Another explanation for the low levels of VGF in patients at risk of suicide is that decreased serotonin function in such patients may down-regulate the expression of VGF. Patients with suicidal depression have lower levels of 5-HIAA, which is the main decomposition product of serotonin in the CSF [31]. Low levels of CSF 5-HIAA predict future suicides and attempted suicides. Other indicators of decreased serotonin function in suicidal depression include prolactin insensitivity to fluoroamphetamine and abnormal platelet serotonin function [32]. Both BDNF and serotonin regulate synaptic plasticity, neurogenesis, and neuronal survival. These two signaling molecules are related to each other, while VGF and BDNF regulate each other [33]. Therefore, a damaged serotonin signal may reduce VGF expression in patients with suicidal depression.

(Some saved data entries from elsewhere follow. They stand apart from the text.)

PR #1881, opened 2022-04-27
Add Rack::Request#headers for getting access to HTTP headers

jeremyevans:
In addition to being backwards compatible, I think this offers
a nicer API:

```ruby
  request.headers['host']           # env['HTTP_HOST']
  request.headers['content-type']   # env['CONTENT_TYPE']
  request.headers['content-length'] # env['CONTENT_LENGTH']

  request.headers['allow'] = 'GET'     # env['HTTP_ALLOW'] = 'GET'
  request.headers.add('allow', 'POST') # env['HTTP_ALLOW'] #=> %w'GET POST'

  request.headers.has_key?('allow')
  request.headers.fetch('allow')
  request.headers.delete('allow')

  request.headers.each{|key, value| }
  request.headers.to_h
```

You can compare this to a backwards incompatible proposal to modify
the related *_header methods:

```ruby
  # This proposal
  request.headers['host']

  # Backwards incompatible alternative
  request.get_header('host')
```

This only allocates potentially one Rack::Request::Headers object
per request, on the first call to Rack::Request#headers.  I don't
think this will be a performance issue.  Any code desiring maximum
performance should access env directly.

### DIFF
--- a/lib/rack/request.rb
+++ b/lib/rack/request.rb
@@ -83,6 +83,88 @@ module Rack
       v
     end
 
+    def headers
+      @headers ||= Headers.new(@env)
+    end
+
+    class Headers
+      def initialize(env)
+        @env = env
+      end
+
+      def [](k)
+        @env[header_to_env_key(k)]
+      end
+
+      def []=(k, v)
+        @env[header_to_env_key(k)] = v
+      end
+
+      def add(k, v)
+        k = header_to_env_key(k)
+        case existing = @env[k]
+        when nil
+          @env[k] = v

The present study had some limitations. Firstly, the sample size was very small. Secondly, it is not clear whether VGF can cross the blood-brain barrier or whether VGF levels in the peripheral blood represent levels in the brain. Thirdly, to highlight the specificity of our findings in patients with suicidal depression, we only tested VGF levels; we did not detect other nutritional factors that have been associated with suicide risk. In future studies, we will evaluate serum VGF levels in a large number of matched control subjects; we will also conduct longitudinal studies to explain these preliminary findings.
In conclusion, the results of the current study showed that VGF levels in patients with MDD were down-regulated, and that the risk of suicide is associated with VGF levels.